Brief:
Copy every line of the data that includes the string "should".

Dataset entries
────

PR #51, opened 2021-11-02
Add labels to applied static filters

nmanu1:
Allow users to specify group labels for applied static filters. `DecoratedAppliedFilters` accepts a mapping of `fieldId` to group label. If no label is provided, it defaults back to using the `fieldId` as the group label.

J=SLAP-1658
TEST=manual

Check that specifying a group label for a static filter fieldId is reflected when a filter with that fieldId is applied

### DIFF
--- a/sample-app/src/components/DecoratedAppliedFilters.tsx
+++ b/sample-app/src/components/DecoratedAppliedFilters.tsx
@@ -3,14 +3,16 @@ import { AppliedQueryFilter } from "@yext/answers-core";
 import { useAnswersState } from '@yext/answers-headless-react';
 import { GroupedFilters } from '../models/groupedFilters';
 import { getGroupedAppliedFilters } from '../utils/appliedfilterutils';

────

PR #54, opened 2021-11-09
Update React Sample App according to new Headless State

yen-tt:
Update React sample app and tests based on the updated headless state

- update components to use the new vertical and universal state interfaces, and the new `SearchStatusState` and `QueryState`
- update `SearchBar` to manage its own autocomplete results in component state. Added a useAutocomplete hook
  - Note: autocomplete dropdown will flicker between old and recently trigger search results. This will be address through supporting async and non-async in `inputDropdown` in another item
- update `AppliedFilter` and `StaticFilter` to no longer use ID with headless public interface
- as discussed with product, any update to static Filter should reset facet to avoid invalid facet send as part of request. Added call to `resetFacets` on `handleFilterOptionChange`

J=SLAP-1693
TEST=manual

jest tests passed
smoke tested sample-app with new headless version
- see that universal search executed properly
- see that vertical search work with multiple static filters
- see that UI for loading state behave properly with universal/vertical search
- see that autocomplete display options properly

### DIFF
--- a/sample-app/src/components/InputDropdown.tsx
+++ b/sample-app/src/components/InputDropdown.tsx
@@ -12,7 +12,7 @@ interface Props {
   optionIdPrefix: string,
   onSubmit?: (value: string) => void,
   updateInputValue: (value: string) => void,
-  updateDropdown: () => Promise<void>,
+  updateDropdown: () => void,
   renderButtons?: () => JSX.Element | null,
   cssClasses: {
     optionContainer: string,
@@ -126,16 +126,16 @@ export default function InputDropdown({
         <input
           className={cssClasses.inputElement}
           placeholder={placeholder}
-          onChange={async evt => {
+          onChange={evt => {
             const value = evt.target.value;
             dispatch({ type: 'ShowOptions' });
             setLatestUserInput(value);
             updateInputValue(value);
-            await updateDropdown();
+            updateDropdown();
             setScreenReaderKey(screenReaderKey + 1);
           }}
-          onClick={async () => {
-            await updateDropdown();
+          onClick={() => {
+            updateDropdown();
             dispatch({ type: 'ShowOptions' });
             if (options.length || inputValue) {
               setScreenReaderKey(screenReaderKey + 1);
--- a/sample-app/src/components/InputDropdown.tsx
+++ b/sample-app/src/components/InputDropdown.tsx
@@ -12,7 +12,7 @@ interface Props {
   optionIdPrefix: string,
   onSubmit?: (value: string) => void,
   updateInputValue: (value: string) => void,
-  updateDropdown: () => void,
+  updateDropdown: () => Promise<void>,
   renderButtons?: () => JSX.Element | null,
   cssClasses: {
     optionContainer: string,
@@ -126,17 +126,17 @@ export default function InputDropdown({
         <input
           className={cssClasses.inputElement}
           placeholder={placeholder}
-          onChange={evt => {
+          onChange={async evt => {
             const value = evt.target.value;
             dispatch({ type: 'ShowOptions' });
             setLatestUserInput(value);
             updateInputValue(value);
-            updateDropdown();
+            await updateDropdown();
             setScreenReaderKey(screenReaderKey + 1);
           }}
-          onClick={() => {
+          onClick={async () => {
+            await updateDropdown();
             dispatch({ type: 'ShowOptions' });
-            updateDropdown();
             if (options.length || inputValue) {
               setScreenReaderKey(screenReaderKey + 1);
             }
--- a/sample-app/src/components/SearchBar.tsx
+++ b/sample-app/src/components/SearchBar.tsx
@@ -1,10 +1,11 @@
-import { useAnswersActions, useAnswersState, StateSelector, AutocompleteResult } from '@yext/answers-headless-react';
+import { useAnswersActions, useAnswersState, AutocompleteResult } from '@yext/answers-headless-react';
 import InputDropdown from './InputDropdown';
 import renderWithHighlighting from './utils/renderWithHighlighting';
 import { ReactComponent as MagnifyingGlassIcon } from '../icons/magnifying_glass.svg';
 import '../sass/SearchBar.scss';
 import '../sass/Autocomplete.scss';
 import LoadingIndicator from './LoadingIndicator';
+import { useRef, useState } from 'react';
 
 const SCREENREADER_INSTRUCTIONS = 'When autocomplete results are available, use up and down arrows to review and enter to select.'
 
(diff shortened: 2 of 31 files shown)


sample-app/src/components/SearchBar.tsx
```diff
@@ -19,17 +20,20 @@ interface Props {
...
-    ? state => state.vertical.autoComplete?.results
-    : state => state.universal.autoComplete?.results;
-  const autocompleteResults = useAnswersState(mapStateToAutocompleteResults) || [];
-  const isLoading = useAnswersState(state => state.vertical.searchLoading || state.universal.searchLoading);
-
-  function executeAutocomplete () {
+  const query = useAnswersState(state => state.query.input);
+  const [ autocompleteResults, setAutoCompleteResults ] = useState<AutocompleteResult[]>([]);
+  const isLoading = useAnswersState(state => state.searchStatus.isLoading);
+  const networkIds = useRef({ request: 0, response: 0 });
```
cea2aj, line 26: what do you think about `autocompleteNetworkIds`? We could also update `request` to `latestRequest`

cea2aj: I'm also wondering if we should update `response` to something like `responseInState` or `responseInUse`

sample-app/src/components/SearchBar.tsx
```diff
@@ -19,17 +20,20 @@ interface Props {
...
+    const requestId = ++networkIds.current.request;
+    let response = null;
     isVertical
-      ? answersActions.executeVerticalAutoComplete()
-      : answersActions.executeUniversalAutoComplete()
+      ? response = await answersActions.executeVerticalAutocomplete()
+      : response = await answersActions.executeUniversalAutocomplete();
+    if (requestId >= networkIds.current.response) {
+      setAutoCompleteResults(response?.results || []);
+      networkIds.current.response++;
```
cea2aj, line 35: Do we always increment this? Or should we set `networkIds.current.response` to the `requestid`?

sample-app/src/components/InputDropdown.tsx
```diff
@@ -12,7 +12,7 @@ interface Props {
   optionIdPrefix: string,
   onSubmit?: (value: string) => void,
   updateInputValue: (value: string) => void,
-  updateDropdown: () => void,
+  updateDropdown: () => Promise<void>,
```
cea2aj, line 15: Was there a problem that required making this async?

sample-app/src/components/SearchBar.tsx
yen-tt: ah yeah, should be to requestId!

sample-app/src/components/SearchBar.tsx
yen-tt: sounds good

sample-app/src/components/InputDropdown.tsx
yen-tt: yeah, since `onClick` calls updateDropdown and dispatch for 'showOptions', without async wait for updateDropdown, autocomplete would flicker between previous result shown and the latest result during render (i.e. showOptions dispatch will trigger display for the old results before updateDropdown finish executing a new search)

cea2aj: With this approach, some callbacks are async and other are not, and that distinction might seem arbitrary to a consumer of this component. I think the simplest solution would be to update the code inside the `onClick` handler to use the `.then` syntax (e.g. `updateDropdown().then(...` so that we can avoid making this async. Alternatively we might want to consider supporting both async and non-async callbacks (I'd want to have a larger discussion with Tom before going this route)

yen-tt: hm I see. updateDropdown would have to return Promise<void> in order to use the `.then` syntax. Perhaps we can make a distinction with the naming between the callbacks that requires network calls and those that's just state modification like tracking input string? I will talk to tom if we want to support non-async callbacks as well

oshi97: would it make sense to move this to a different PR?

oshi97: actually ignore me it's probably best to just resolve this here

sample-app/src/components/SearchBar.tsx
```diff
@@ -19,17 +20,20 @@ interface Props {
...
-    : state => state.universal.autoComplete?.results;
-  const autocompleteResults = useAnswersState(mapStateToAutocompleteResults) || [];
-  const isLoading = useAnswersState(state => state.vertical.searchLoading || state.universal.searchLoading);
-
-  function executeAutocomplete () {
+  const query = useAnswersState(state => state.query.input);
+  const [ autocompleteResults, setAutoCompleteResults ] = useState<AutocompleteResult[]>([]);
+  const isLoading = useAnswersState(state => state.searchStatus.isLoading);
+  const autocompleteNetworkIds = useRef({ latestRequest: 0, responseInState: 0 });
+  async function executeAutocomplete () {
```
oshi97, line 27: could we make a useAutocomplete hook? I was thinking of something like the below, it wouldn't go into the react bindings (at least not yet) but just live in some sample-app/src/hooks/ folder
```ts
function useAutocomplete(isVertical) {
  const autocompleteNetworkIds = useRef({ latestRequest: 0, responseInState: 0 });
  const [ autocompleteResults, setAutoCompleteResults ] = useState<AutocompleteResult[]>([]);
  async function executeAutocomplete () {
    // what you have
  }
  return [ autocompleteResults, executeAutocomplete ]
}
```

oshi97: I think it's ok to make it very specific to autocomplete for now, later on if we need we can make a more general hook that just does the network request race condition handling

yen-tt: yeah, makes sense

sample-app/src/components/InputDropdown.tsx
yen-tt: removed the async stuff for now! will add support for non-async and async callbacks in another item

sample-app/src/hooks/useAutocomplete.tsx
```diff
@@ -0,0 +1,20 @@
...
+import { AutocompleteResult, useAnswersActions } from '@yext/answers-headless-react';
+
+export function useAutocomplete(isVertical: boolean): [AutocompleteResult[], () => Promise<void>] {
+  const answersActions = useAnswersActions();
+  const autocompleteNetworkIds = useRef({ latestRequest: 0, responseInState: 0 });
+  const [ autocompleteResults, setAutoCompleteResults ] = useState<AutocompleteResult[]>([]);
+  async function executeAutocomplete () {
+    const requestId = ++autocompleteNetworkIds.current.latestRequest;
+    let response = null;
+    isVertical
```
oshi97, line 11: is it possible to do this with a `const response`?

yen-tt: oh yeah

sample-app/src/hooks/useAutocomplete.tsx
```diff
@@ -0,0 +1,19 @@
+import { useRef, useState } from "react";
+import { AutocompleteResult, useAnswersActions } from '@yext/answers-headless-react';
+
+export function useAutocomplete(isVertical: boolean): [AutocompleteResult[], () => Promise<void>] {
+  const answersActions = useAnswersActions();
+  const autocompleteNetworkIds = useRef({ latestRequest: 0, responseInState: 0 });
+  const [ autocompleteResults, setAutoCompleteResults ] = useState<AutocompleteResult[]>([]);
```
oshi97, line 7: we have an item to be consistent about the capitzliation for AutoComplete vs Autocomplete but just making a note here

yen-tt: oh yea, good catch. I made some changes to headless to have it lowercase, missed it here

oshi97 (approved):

────

Response:
- as discussed with product, any update to static Filter should reset facet to avoid invalid facet send as part of request. Added call to `resetFacets` on `handleFilterOptionChange`
cea2aj: I'm also wondering if we should update `response` to something like `responseInState` or `responseInUse`
cea2aj, line 35: Do we always increment this? Or should we set `networkIds.current.response` to the `requestid`?
yen-tt: ah yeah, should be to requestId!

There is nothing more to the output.